PR #538, opened 2023-04-04
Various fixes for Nix compatibility

apoelstra:
This brings the fuzztests and bitcoind-tests into workspaces along with the root crate. This means they are covered by `cargo test --all` and `cargo fmt --all` without any special action, and also means that `crate2nix` can test them independently without my manually messing around with directories. I run `cargo +nightly fmt` to bring the two new workspaces into proper formatting -- there were no changes that I'd consider controversial.

It also allows the `bitcoin-tests` directory to be run with a custom `BITCOIND_EXE` variable, and computes the default version more flexibly so that you can run the tests from any directory.

Finally I set the minimum honggfuzz version to 0.5.55, since the dep currently was set to 0.5.0, which definitely did not work.

With these changes, everything in this repo should work with a lockfile generated by `cargo +nightly update -Z minimal-versions`, and I am able to run both the bitcoind and fuzz tests (for five minutes per unit locally). I'll push some code to my [local-nix-ci repo](https://github.com/apoelstra/local-nix-ci) tomorrow to demonstrate whan I'm doing.

This PR does **not** do more dramatic rearrangemeent of the fuzztests ... though when https://github.com/rust-bitcoin/rust-bitcoin/pull/1732 gets merged I will open a similar PR here which does that.

### DIFF
--- a/Cargo.toml
+++ b/Cargo.toml
@@ -66,3 +66,7 @@ required-features = ["compiler","std"]
 [[example]]
 name = "psbt_sign_finalize"
 required-features = ["std", "base64"]
+
+[workspace]
+members = ["bitcoind-tests", "fuzz"]
+exclude = ["embedded"]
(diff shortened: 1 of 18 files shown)


sanket1729 (approved):
ACK f50cbbb89b50212a5552a3727241bdb6f2c8ae05.

Issue #430, opened 2022-06-09
Cache Taptree height in the TapTree data structure instead of computing it everytime


sanket1729:
This would involve:
1) Renaming the existing `TapTree` as `TapTreeInner`. 
2) Adding a field `height` in the newly renamed `Taptree`.

```rust
    // TODO: Instead of computing this every time we add a new leaf, we should
    // add height as a separate field in taptree
    fn taptree_height(&self) -> usize {
        match *self {
            TapTree::Tree(ref left_tree, ref right_tree) => {
                1 + max(left_tree.taptree_height(), right_tree.taptree_height())
            }
            TapTree::Leaf(..) => 0,
        }
    }
```

Eunoia1729:
I have a follow-up query:
1. Does a TapTree's structure ever change (i.e. addition or removal of nodes) once instantiated? Looking at the code, my naive understanding is it doesn't.
2. From the TODO comment, its apparent that we want to compute during struct instantiation. But, that would require us creating a module or enforcing instantiation using a method instead of statements such as `TapTree::Tree(left_node, right_node);`. Do we intend to go in this route or did I get it wrong?

sanket1729:
1. It does not change once it is instantiated

2. Yes, we intend to go the same route as you suggested.

Eunoia1729:
@sanket1729 Thanks for clarifying!

ameya-deshmukh:
Hey, I'd like to take this up! Will submit a PR soon

apoelstra:
Thanks @ameya-deshmukh ! Heads up that we will be doing a major release this week and won't be able to take in any major changes until after that.

ameya-deshmukh:
Sure! I'll still submit a PR though, when it gets reviewed and merged is up to you 😄

startup-dreamer:
@apoelstra, @sanket1729  ok i guess the issue is pretty straight can you assign me to implement this

wthrajat:
Hi @sanket1729. I was really looking to work for this issue but seems like this one has already been solved by @tcharding in apparently [this commit](https://github.com/rust-bitcoin/rust-miniscript/commit/476e358f27d97ffa43d1d666f132fef40e9033ad). Also some other commits included the renaming of `taptree_height` -> `height` ([commit](https://github.com/rust-bitcoin/rust-miniscript/commit/ecf876ed6238d0482a5b5cc9d2151eaba44d2911)).
Safe to close the issue now I guess? :)

[...]

PR #539, opened 2023-04-10
Closes rust-bitcoin/rust-miniscript#430 re-named TapTree to TapTreeInner, added height caching

startup-dreamer:
Created TapTree struct to cache tree height, changed the current implementated name to TapTreeInner.


startup-dreamer:
comilation error in **impl_from_tree!** macro "mismatched types expected struct `tr::TapTree`, found enum `TapTreeInner`"

apoelstra:
I think I missed this at the time it was opened, but it has been superceded by #808 and related.

PR #546, opened 2023-05-08
Fix `ForEachKey` impls for policies

### LINKED ISSUE #541: Infinite type-level recursion in `ForEachKey` impl in `Policy`
In [this code](https://github.com/rust-bitcoin/rust-miniscript/blob/master/src/policy/concrete.rs#L666-L686) we have a method `for_each` which takes a `F: FnMut` and calls itself with an `&mut F`. This causes the compiler to try to instantiate the method with `F`, `&mut F`, `&mut &mut F`, etc., forever. Throughout our codebase, we've avoided this infinite recursion by having an internal `real_for_each` method which directly takes a `&mut F`, so that it can call itself with the same type that it was called with. Then our public-facing `for_each` simply sticks a `&mut` on its argument and calls `real_for_each`.

In the code in question, though, we didn't do this, and for some reason the Rust compiler has accepted it, until tonight. The latest nightly, 2023-04-21, does not compile the code.

Unfortunately this code has been present for a long time (I think since 1.0 of this crate) so to fix it, we will need to backport fixes to ever released version. Fortunately, there are a couple potential fixes, both of which are pretty simple:
* Add a `real_for_each` internal funciton like we do elsewhere
* Change `&mut pred` to `&mut |key| pred(key)` in two places (thanks GPT4 for this one)

See https://github.com/rust-lang/rust/issues/110656

apoelstra:
Our `ForEachKey` impls for the two policy types did not work. Both had an infinite type recursion which meant that if anybody had tried to use them they would not have compiled. (Though the fact that this has been happening for at least 2 years with zero bug reports suggests that nobody *has* tried to use them..)

Recent Rust compiler nightlies have started failing compilation even when the offending impls are *not* used, which means we need to prioritize fixing this. Possibly we should even backport it.

Fixes #541

### DIFF
--- a/src/descriptor/bare.rs
+++ b/src/descriptor/bare.rs
@@ -176,10 +176,7 @@ impl_from_str!(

********

Every entry should be given again exactly as written.

WRITTEN SOLUTION.
PR #538, opened 2023-04-04
Various fixes for Nix compatibility

apoelstra:
This brings the fuzztests and bitcoind-tests into workspaces along with the root crate. This means they are covered by `cargo test --all` and `cargo fmt --all` without any special action, and also means that `crate2nix` can test them independently without my manually messing around with directories. I run `cargo +nightly fmt` to bring the two new workspaces into proper formatting -- there were no changes that I'd consider controversial.

It also allows the `bitcoin-tests` directory to be run with a custom `BITCOIND_EXE` variable, and computes the default version more flexibly so that you can run the tests from any directory.

Finally I set the minimum honggfuzz version to 0.5.55, since the dep currently was set to 0.5.0, which definitely did not work.

With these changes, everything in this repo should work with a lockfile generated by `cargo +nightly update -Z minimal-versions`, and I am able to run both the bitcoind and fuzz tests (for five minutes per unit locally). I'll push some code to my [local-nix-ci repo](https://github.com/apoelstra/local-nix-ci) tomorrow to demonstrate whan I'm doing.

This PR does **not** do more dramatic rearrangemeent of the fuzztests ... though when https://github.com/rust-bitcoin/rust-bitcoin/pull/1732 gets merged I will open a similar PR here which does that.

### DIFF
--- a/Cargo.toml
+++ b/Cargo.toml
@@ -66,3 +66,7 @@ required-features = ["compiler","std"]
 [[example]]
 name = "psbt_sign_finalize"
 required-features = ["std", "base64"]
+
+[workspace]
+members = ["bitcoind-tests", "fuzz"]
+exclude = ["embedded"]
(diff shortened: 1 of 18 files shown)


sanket1729 (approved):
ACK f50cbbb89b50212a5552a3727241bdb6f2c8ae05.

Issue #430, opened 2022-06-09
Cache Taptree height in the TapTree data structure instead of computing it everytime


sanket1729:
This would involve:
1) Renaming the existing `TapTree` as `TapTreeInner`. 
2) Adding a field `height` in the newly renamed `Taptree`.

```rust
    // TODO: Instead of computing this every time we add a new leaf, we should
    // add height as a separate field in taptree
    fn taptree_height(&self) -> usize {
        match *self {
            TapTree::Tree(ref left_tree, ref right_tree) => {
                1 + max(left_tree.taptree_height(), right_tree.taptree_height())
            }
            TapTree::Leaf(..) => 0,
        }
    }
```

Eunoia1729:
I have a follow-up query:
1. Does a TapTree's structure ever change (i.e. addition or removal of nodes) once instantiated? Looking at the code, my naive understanding is it doesn't.
2. From the TODO comment, its apparent that we want to compute during struct instantiation. But, that would require us creating a module or enforcing instantiation using a method instead of statements such as `TapTree::Tree(left_node, right_node);`. Do we intend to go in this route or did I get it wrong?

sanket1729:
1. It does not change once it is instantiated

2. Yes, we intend to go the same route as you suggested.

Eunoia1729:
@sanket1729 Thanks for clarifying!

ameya-deshmukh:
Hey, I'd like to take this up! Will submit a PR soon

apoelstra:
Thanks @ameya-deshmukh ! Heads up that we will be doing a major release this week and won't be able to take in any major changes until after that.

ameya-deshmukh:
Sure! I'll still submit a PR though, when it gets reviewed and merged is up to you 😄

startup-dreamer:
@apoelstra, @sanket1729  ok i guess the issue is pretty straight can you assign me to implement this

wthrajat:
Hi @sanket1729. I was really looking to work for this issue but seems like this one has already been solved by @tcharding in apparently [this commit](https://github.com/rust-bitcoin/rust-miniscript/commit/476e358f27d97ffa43d1d666f132fef40e9033ad). Also some other commits included the renaming of `taptree_height` -> `height` ([commit](https://github.com/rust-bitcoin/rust-miniscript/commit/ecf876ed6238d0482a5b5cc9d2151eaba44d2911)).
Safe to close the issue now I guess? :)

[...]

PR #539, opened 2023-04-10
Closes rust-bitcoin/rust-miniscript#430 re-named TapTree to TapTreeInner, added height caching

startup-dreamer:
Created TapTree struct to cache tree height, changed the current implementated name to TapTreeInner.


startup-dreamer:
comilation error in **impl_from_tree!** macro "mismatched types expected struct `tr::TapTree`, found enum `TapTreeInner`"

apoelstra:
I think I missed this at the time it was opened, but it has been superceded by #808 and related.

PR #546, opened 2023-05-08
Fix `ForEachKey` impls for policies

### LINKED ISSUE #541: Infinite type-level recursion in `ForEachKey` impl in `Policy`
In [this code](https://github.com/rust-bitcoin/rust-miniscript/blob/master/src/policy/concrete.rs#L666-L686) we have a method `for_each` which takes a `F: FnMut` and calls itself with an `&mut F`. This causes the compiler to try to instantiate the method with `F`, `&mut F`, `&mut &mut F`, etc., forever. Throughout our codebase, we've avoided this infinite recursion by having an internal `real_for_each` method which directly takes a `&mut F`, so that it can call itself with the same type that it was called with. Then our public-facing `for_each` simply sticks a `&mut` on its argument and calls `real_for_each`.

In the code in question, though, we didn't do this, and for some reason the Rust compiler has accepted it, until tonight. The latest nightly, 2023-04-21, does not compile the code.

Unfortunately this code has been present for a long time (I think since 1.0 of this crate) so to fix it, we will need to backport fixes to ever released version. Fortunately, there are a couple potential fixes, both of which are pretty simple:
* Add a `real_for_each` internal funciton like we do elsewhere
* Change `&mut pred` to `&mut |key| pred(key)` in two places (thanks GPT4 for this one)

See https://github.com/rust-lang/rust/issues/110656

apoelstra:
Our `ForEachKey` impls for the two policy types did not work. Both had an infinite type recursion which meant that if anybody had tried to use them they would not have compiled. (Though the fact that this has been happening for at least 2 years with zero bug reports suggests that nobody *has* tried to use them..)

Recent Rust compiler nightlies have started failing compilation even when the offending impls are *not* used, which means we need to prioritize fixing this. Possibly we should even backport it.

Fixes #541

### DIFF
--- a/src/descriptor/bare.rs
+++ b/src/descriptor/bare.rs
@@ -176,10 +176,7 @@ impl_from_str!(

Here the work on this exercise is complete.